Review: Fall of Giants

Ken Follett – The Fall of Giants
  • Publisher : Dutton Adult
  • number of pages : 985
  • Part of a series:  Yes – It is the first part of a trilogy.
  • Contents:
    Billy Twice (his real name is Billy Williams)  is a thirteen-year-old boy, who goes to work in the coal mine underneath the fictional Welsh town of Aberowen in June 1911 for his first time. This is the beginning oft the novel. Three years later the main story begins: Earl Teddy „Fitz“ Fitzherbert of Aberowen, gives a party with many powerful people from around the world as his guests. For example there are Maud Fitzherbert, Fitz’s liberal sister, the German Graf Walter von Ulrich, his Austrian cousin Graf Robert von Ulrich, the Amrican Gus Dewar, a close adviser to the President Woodrow Wilson, Bea Fitzherbert, Fitz’s wife, a Russian Princess an King George V and his wife.
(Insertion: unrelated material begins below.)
PR #709, opened 2026-07-11
fix(eve): preserve schedule delivery provenance

### LINKED ISSUE #708: Stamp schedule-dispatched runs with a $eve.schedule attribution attribute
## Problem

Their lives and those of their families are followed by the reader during the coming  years. Other important characters are the two Russian orphans Gregori and Lev Pushkov, who work in a railway factory, and have good reason not to like Bea an the rest of her family. The book ends in January 1924, so it plays during the time of World War 1, the Russian Revolution and the woman´s suffragette movement.
  • Review:
    I liked this book very much. It is brilliant, how Follett brings in the five families an combines their lives. So history becomes alive and you can understand how it all fits together.  I like it that Follett explains the time from the different perspectives of the five families, which each belong to a different country: America, England / Scotland, Germany and Russia. I am impressed how he manages to mix their lives and makes the reader understand how difficult life was in this time. The big, exciting, historical narrative is told by telling many little personal and individual stories of the people. I like the love-stories between Ethel an Fitz as well as the one of Maud and Walter most. I love the many little details of their live and the way Follett tells them in a lovely way. It is a good mixture of love and war and I, who normally isn´t very interested in history, likes the way  it is presented here as well as in many other books by Ken Follett. Although it was a very long book, especially for persons like me, who are not as good in the English language, I am happy I decided to read it, because it was easily understood and a wonderful story. So I am locking forward to read the next part of the trilogy and experience, how the stories go on and the families come together again.